Globalizing God: Religion and Peace in the Social Sciences

EDITORIAL, 18 Mar 2024

#840 | Johan Galtung – TRANSCEND Media Service

I will try to connect the five terms starting from the end, the social sciences, making the round twice, one for diagnosis, one for therapy.

The social sciences are offsprings of the Western state system of 1648 [Peace of Westphalia] and secular enlightenment a century later; both waning with Gaia, regions, nations, civil society, localism, globalism, humanism, religions vexing.  They reified state-country as unit of analysis exploring the human condition, and rationality resident in individual Western minds as a tool.  A foggy North Sea island constructed economics as privatized saving, competition and exploitation, not a Pacific island blessed by nature as preserving and sharing.  The leading economics was that of the leading island.  And thus it was that geography was marked-marred by straight borders drawn by Anglos overdosed with Euclidean geometry from Eton-Harrow.

In a world thus divided, peace was reduced to competing state interests; sometimes at war, sometimes fragile balance, always judging Self by good intentions, and Other by bad capabilities.  Social sciences saw the world as seen from the state angles, propagated by their twin brothers, the media.

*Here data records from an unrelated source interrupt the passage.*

Issue #895, opened 2019-05-25
[CI-fail] Segfault with pytest --cov


ixjlyons:
Moving some notes over from slack:

We're seeing a segmentation fault when running `pytest --cov pyqtgraph` both locally and in CI. It occurs right after the tests are completed (just before the coverage report is produced).

Environment:

- PySide2 5.12
- Python 3.7
- Either venv or conda
- pytest-cov 2.7

I noticed this occurs when using bash but *not* fish. @j9ac9k reported the segfault with zsh as well.

Running `coverage run -m pytest` does *not* result in a segfault.

`pytest-cov`'s README says this:

> Consistent pytest behavior. If you run `coverage run -m pytest` you will have slightly different `sys.path` (CWD will be in it, unlike when running `pytest`).

Edit: added pytest-cov version to list

j9ac9k:
Also should add that on Python 2.7, I am unable to replicate a segfault

j9ac9k:
A good first step may be run `pytest --cov` with a very limited test set and output `PATH` and see what the difference is.

ixjlyons:
I just printed `sys.path` and `os.environ['PATH']` from within `pytest_cov.engine.summary` and I'm not seeing a difference between bash/fish. Also, the fact that it's happening with PySide2 and not PyQt5 seems suspiciously like it has more to do with subprocess management than paths.

Putting this here though I haven't fully read/understood it: https://pytest-cov.readthedocs.io/en/latest/subprocess-support.html

ixjlyons:
Another note: adding `--collect-only` lets the coverage report through without segfault: `pytest --collect-only --cov pyqtgraph`

j9ac9k:
The "custom signal handling" section in the link you provided has some promising examples.

ixjlyons:
Ok really scratching my head here now. I get no segfaults if I run each test package separately:

```bash
#!/bin/bash

for d in $(find pyqtgraph -name tests -type d)
do
    pytest --cov pyqtgraph $d
done
```

j9ac9k:
Think it's time to cross post an issue to the pytest-cov repo?

ixjlyons:
Yeah they may have insight. Might also be worth getting this running with gdb to get a backtrace.

hhslepicka:
Give it a try with the following requirements:

pytest>=3.6
pytest-cov<2.6.0

[...]

PR #1943, opened 2021-08-02
Remove python 2 code paths

ntjess:
A search for `sys.version_info` showed several locations still checking for Python 2. This PR removes those branches and assumes Python 3 throughout.

### DIFF
--- a/pyqtgraph/__init__.py
+++ b/pyqtgraph/__init__.py
@@ -129,9 +129,6 @@ def renamePyc(startDir):
                 os.rename(fileName, name2)
                 
 path = os.path.split(__file__)[0]
-if __version__ is None and not hasattr(sys, 'frozen') and sys.version_info[0] == 2: ## If we are frozen, there's a good chance we don't have the original .py files anymore.
-    renamePyc(path)
-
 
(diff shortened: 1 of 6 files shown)


ksunden:
https://github.com/asottile/pyupgrade will find a lot of these (and convert a lot of `%` format to f strings/`.format`)

It was going to be something I looked to do soon.

ksunden (approved):

j9ac9k:
> https://github.com/asottile/pyupgrade will find a lot of these (and convert a lot of `%` format to f strings/`.format`)
> 
> It was going to be something I looked to do soon.

Just want to point out [@asottile has been a friend to this project](https://github.com/pyqtgraph/pyqtgraph/issues/895#issuecomment-495968175), while not a direct contributor, he has assisted with troubleshooting some of the most difficult of issues to troubleshoot in the past; while live on his twitch stream.  Still super appreciative of your time/efforts!

j9ac9k:
would definitely encourage folks to let pyupgrade handle f-string conversions as if we tried to do that manually, we would be here all day...

Thanks for the PR @ntjess !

Religion, re-ligare, relink, with that out there, tat tvam asi, promised union, with a god up there, or in nirvana. There was the soft reading that god is immanent in us all, and the hard reading of a transcendent god with Chosen People and Promised Land, like the Puritans exported from East Anglia via Leyden to the Plymouth Rock; or the Wahhabs a century later with the same message for Arabia.  Two extremisms against each other, one profaning Arabia 1915-45-91, one doing 9/11 2001.

God was the name for the sacred, for that union “out there”, killed in the West with a secularism that offered materialist individualism, consumerism, egoistic cost-benefit with anomie and atomi(zed) social tissue, and an afterlife limited to a golfing-gardening retirement.  God became individualized human rights-democracy and globalized markets.

Globalization took the form of foggy island economics: the world as borderless island, even open for finance economy speculation with toxic derivatives ($4.2 trillion traded/day). The epicenter had left City of London for Wall Street.

With 125,000 dying daily from hunger and curable diseases.

Ugly.  We try a second sweep, multi-angle, leaving value-free weberism aside (how would you like a doctor mining you for data but refusing to treat you, being “value-free”?).

We do not know what a globalized science of the nature-production-consumption cycle, drawing on human experience from all over in time and space, not marred by Western true-false dilemmas, adding daoist-buddhist yin/yang tertalemmas, will look like.  But it will not be foggy island economics alone.

Sociology will have to come to grips with humanity as the unit of analysis, aggregate to the global, not to be confused with comparative sociology.  It will draw on epistemes from all corners, with no Aristotle-Descartes-Hume-Locke monopoly.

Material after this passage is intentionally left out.